From the movement of electrons to the action of electro-magnetic waves, sound and photons, pictures played a vital role in linking theory and practice. And as my own professional life developed and I too had the pleasure of teaching others, I actively sought out vivid analogies to fit every situation I found students struggling with.
I can claim no credit for this line of approach, as my own teachers imparted so much clarity by the same mechanism. Curiously the more complex a topic the better my teachers seemed to be at the art of mental visualisation. In fact my early understanding of the physical world was entirely limited by the poor artistry and imagination of my schoolteachers.
In some ways it seemed unfortunate that the converse was not true - that the best visualisers weren't available much earlier in the process. If it were so I believe that far more people would be able to grasp the mechanisms that govern our lives and environment.
So it was with some pleasure, and more than a smile, that this week I sat before a presenter who painted a graphic picture of a mathematical process that stumps many. It was a hash function, which can be used in cryptography and other areas such as data correlation. The requirements are typically stated as:
This was skillfully reduced down to a piglet, a sausage and a grinder!
Put the piglet in the grinder and you get a sausage but there is no way back - it is irreversible! And of course, putting different animals in the grinder just produces different kinds of sausage - they are all different and all irreversible.
That's it! As clean and concise a description as you could ask for, and certainly one I shall remember, recall and use, along with many more I have picked up along my many years of continuing education.

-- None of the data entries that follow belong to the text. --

PR #4589, opened 2023-04-24
tcprtt: Consolidate kprobe and fentry implementations

mauriciovasquezbernal:
Both implementations are identical, then they can be consolidated into a single function that is reused by both programs.

### DIFF
--- a/libbpf-tools/tcprtt.bpf.c
+++ b/libbpf-tools/tcprtt.bpf.c
@@ -29,8 +29,7 @@ struct {
 
 static struct hist zero;
 
-SEC("fentry/tcp_rcv_established")
-int BPF_PROG(tcp_rcv, struct sock *sk)
+static int handle_tcp_rcv_established(struct sock *sk)
 {
 	const struct inet_sock *inet = (struct inet_sock *)(sk);
 	struct tcp_sock *ts;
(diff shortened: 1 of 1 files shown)


libbpf-tools/tcprtt.bpf.c
```diff
@@ -29,8 +29,7 @@ struct {
 
 static struct hist zero;
 
-SEC("fentry/tcp_rcv_established")
-int BPF_PROG(tcp_rcv, struct sock *sk)
+static __always_inline int handle_tcp_rcv_established(struct sock *sk)
```
chenhengqi, line 32: `__always_inline` is not necessary.

chenhengqi (changes requested):
Please use BPF_CORE_READ for all `inet->xxx` and `sk->xxx`. They cause failure on old kernels.

libbpf-tools/tcprtt.bpf.c
mauriciovasquezbernal: We hit some issues with this in Inspektor Gadget: https://github.com/inspektor-gadget/inspektor-gadget/pull/1463. I can remove that here if you think it's not an issue for this case.

mauriciovasquezbernal:
> Please use BPF_CORE_READ for all `inet->xxx` and `sk->xxx`. They cause failure on old kernels.

Oh right. Updated!

libbpf-tools/tcprtt.bpf.c
chenhengqi: According to this comment, we should not hit this issue in tracing progs.

https://github.com/torvalds/linux/blob/219d54332a09e8d8741c1e1982f5eae56099de85/kernel/bpf/verifier.c#L6004-L6007

mauriciovasquezbernal: Thanks for the link. I removed it.

chenhengqi (approved):
LGTM.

Of course no analogy, and certainly no picture, is an absolute and correct representation of the truth. In fact the simplification of an analogy is generally afforded at the direct expense of truth. This is something I refer to as the lie curve (See figure below). If we tell the absolute truth then the understanding often comes at a high price. But if we over-simplify by analogy, then the truth is quickly bastardised and the recipient is left with the illusion of a distorted and partial knowledge.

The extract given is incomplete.